***** Material for this task *****

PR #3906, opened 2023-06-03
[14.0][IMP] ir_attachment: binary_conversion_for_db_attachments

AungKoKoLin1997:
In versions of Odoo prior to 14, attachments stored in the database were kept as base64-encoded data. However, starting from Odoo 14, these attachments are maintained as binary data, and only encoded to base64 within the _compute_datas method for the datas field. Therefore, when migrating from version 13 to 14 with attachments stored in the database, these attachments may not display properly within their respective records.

*****
***** Material for this task *****

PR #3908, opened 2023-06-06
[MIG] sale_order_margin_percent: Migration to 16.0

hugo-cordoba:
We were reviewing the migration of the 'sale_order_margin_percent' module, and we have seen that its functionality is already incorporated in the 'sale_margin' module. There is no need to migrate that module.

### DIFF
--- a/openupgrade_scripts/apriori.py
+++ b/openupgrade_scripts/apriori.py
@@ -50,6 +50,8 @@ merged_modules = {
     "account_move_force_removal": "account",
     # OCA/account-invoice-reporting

*****
***** Material for this task *****

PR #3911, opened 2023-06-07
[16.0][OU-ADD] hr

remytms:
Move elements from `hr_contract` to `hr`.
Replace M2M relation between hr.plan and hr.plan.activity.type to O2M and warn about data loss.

*****

What to produce: Give back, word for word, only the lines above from the line holding "PR #3908, opened 2023-06-06" to the line holding "# OCA/account-invoice-reporting", both included.

Exercise solution:
PR #3908, opened 2023-06-06
[MIG] sale_order_margin_percent: Migration to 16.0

hugo-cordoba:
We were reviewing the migration of the 'sale_order_margin_percent' module, and we have seen that its functionality is already incorporated in the 'sale_margin' module. There is no need to migrate that module.

### DIFF
--- a/openupgrade_scripts/apriori.py
+++ b/openupgrade_scripts/apriori.py
@@ -50,6 +50,8 @@ merged_modules = {
     "account_move_force_removal": "account",
     # OCA/account-invoice-reporting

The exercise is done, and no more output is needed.